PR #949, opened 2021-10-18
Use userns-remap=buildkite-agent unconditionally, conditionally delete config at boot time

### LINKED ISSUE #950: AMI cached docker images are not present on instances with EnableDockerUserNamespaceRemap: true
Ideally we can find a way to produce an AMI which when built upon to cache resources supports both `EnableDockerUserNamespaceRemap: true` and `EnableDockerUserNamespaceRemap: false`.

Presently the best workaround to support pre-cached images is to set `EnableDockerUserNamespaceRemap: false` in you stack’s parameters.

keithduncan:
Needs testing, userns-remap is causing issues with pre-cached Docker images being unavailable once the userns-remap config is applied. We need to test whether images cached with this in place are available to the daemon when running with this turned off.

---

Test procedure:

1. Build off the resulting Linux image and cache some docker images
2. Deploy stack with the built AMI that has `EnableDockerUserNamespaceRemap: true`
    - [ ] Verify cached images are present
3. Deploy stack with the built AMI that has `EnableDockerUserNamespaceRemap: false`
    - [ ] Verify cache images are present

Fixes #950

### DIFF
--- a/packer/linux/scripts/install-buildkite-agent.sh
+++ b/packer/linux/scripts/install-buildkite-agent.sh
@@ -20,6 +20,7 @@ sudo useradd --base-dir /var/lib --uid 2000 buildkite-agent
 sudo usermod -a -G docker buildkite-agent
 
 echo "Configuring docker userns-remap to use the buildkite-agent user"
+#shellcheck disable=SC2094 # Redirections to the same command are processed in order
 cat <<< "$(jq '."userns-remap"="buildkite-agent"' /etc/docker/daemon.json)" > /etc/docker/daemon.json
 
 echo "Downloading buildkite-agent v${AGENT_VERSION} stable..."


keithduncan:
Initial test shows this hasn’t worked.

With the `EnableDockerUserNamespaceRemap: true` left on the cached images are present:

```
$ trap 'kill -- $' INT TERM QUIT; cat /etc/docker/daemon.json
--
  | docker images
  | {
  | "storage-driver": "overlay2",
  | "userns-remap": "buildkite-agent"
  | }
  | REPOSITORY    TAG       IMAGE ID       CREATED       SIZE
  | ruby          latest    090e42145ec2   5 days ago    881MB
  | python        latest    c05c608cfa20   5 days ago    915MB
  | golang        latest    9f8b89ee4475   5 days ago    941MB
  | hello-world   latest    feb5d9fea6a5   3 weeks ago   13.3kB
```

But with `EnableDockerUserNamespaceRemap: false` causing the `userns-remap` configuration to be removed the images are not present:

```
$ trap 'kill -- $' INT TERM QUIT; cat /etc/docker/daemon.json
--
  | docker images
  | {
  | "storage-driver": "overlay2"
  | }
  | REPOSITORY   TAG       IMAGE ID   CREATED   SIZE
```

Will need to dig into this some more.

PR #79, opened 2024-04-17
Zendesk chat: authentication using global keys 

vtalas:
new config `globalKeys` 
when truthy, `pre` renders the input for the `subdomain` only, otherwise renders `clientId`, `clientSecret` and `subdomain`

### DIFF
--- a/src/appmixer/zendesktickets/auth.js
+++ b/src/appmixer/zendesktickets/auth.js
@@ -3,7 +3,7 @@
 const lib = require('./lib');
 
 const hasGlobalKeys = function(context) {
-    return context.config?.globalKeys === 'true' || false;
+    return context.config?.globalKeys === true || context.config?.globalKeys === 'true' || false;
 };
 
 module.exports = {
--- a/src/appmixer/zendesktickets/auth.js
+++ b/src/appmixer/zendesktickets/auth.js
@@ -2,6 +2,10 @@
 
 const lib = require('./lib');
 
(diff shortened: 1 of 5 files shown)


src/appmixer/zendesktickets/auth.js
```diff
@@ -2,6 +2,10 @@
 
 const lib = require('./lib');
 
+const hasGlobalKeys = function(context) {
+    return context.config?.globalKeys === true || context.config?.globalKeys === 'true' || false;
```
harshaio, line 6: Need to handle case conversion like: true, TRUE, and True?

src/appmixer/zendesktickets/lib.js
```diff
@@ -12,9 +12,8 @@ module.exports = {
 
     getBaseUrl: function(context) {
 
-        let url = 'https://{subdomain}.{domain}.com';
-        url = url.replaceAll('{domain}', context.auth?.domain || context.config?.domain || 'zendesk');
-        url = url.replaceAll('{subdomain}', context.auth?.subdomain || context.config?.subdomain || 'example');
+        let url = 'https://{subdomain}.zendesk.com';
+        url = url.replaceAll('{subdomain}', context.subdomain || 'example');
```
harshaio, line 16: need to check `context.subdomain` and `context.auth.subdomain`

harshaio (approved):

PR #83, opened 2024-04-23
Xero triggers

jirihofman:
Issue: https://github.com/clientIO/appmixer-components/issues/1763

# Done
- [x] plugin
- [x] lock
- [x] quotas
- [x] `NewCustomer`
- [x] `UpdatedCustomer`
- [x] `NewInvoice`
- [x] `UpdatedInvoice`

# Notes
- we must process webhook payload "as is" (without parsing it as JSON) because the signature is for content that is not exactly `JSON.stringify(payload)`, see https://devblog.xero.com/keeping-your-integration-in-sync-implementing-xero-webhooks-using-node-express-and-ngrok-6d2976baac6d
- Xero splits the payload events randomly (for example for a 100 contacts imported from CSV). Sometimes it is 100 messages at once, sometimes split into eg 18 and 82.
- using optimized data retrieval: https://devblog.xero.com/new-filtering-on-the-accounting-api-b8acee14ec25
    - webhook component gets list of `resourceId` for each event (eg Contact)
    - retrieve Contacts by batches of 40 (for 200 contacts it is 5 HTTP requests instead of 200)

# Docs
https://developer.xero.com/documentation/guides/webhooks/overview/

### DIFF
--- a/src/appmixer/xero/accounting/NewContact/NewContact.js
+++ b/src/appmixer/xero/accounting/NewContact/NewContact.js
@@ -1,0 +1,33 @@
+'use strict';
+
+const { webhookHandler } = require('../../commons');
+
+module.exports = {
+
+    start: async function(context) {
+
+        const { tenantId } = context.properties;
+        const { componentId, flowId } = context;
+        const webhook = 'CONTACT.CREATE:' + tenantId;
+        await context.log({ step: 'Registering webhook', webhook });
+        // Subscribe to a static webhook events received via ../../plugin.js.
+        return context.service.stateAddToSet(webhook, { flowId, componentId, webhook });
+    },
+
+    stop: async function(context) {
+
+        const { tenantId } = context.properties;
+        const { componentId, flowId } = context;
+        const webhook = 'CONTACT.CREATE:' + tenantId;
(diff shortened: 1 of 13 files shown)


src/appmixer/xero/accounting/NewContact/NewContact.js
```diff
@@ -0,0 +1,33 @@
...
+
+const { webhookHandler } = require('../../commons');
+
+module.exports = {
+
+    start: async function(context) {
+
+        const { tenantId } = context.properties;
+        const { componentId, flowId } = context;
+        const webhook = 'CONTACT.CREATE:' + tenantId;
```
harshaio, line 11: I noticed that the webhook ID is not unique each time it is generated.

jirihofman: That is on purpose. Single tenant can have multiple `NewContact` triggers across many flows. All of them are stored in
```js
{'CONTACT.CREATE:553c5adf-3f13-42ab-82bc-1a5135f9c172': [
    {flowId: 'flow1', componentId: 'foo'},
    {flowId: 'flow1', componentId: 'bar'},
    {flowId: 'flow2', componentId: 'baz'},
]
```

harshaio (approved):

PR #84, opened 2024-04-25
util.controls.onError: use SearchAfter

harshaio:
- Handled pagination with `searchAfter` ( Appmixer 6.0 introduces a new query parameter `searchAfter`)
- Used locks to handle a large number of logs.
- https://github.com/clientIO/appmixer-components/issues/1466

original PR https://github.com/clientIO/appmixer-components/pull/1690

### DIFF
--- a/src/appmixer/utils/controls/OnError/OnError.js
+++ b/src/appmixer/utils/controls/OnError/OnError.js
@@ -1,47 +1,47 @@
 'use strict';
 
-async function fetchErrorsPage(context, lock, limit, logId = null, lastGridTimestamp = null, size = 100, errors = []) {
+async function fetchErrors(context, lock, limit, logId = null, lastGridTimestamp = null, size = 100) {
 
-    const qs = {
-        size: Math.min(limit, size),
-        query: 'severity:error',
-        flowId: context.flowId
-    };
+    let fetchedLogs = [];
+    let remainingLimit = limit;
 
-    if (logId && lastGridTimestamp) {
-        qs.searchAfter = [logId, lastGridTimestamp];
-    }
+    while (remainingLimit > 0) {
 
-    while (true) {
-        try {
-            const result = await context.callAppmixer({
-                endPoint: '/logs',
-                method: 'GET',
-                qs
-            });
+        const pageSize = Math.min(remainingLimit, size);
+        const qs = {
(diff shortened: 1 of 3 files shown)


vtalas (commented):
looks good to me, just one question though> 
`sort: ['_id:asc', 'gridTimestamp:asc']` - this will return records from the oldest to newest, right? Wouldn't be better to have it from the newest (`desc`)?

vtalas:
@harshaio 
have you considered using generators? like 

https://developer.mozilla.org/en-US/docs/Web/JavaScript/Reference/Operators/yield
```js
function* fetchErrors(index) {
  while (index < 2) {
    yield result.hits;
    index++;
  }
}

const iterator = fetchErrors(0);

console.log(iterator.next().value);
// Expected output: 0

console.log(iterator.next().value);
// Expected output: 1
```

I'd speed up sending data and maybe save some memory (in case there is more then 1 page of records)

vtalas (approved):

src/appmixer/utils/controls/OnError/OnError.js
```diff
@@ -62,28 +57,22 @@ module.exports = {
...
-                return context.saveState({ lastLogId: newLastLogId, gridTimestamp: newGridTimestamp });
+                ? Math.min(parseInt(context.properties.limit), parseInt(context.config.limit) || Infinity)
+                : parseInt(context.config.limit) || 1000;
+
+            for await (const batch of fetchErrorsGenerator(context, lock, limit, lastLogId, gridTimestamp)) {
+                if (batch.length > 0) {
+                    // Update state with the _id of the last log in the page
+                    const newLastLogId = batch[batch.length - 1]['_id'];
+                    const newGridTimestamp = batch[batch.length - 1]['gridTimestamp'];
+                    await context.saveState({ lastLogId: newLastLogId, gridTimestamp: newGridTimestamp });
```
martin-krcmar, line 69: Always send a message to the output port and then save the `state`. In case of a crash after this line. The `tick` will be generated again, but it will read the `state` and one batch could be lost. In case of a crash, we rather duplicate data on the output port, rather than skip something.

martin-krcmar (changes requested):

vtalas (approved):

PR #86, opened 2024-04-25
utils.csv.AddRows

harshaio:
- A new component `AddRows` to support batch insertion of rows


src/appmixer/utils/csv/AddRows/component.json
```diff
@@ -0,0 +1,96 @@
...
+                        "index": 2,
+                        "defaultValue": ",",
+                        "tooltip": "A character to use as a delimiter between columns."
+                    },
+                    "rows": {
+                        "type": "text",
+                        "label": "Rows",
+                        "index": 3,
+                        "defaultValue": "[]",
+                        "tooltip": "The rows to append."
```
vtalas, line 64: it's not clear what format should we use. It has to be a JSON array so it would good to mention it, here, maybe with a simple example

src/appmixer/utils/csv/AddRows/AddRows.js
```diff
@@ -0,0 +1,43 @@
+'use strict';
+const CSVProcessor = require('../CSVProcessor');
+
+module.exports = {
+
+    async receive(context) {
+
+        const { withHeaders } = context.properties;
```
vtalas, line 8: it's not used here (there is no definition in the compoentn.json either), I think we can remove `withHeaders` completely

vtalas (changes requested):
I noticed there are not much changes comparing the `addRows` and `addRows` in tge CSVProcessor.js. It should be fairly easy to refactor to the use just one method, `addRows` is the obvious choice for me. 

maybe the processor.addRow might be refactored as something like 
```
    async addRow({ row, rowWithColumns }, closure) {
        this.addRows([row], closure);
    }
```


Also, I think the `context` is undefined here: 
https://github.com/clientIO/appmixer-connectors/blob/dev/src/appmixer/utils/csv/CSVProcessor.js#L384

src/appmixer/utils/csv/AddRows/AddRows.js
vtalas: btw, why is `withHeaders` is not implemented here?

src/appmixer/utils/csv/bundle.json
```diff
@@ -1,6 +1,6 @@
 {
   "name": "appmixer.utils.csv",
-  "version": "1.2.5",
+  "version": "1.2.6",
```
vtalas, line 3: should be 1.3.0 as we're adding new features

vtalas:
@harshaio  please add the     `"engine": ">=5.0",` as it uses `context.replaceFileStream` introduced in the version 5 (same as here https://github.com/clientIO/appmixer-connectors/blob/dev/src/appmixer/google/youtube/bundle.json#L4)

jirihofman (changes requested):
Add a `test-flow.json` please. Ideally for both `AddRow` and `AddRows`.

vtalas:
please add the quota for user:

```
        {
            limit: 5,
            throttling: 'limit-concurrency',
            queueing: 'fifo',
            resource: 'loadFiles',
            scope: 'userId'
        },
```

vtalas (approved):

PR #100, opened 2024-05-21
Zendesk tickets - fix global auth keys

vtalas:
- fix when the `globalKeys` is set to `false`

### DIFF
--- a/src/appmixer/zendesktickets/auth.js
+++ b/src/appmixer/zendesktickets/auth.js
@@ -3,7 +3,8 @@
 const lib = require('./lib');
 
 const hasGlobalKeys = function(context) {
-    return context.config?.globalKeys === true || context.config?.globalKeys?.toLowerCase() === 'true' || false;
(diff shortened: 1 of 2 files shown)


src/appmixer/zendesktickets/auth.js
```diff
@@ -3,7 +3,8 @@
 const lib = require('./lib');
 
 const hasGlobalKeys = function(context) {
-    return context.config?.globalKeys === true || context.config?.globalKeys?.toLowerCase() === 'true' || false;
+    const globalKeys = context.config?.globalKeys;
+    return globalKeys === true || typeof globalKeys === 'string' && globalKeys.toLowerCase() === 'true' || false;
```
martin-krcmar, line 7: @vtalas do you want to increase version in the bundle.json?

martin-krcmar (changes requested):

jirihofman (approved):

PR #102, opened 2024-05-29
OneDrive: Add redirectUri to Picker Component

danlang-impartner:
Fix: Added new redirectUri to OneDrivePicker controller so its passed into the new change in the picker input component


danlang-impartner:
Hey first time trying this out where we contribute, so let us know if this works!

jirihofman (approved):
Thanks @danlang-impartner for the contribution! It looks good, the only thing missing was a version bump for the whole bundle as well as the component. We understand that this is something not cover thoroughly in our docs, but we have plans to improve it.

= = = =

Exercise | Scan the entries above and copy each line where "redirectUri" occurs.

Result |
OneDrive: Add redirectUri to Picker Component
Fix: Added new redirectUri to OneDrivePicker controller so its passed into the new change in the picker input component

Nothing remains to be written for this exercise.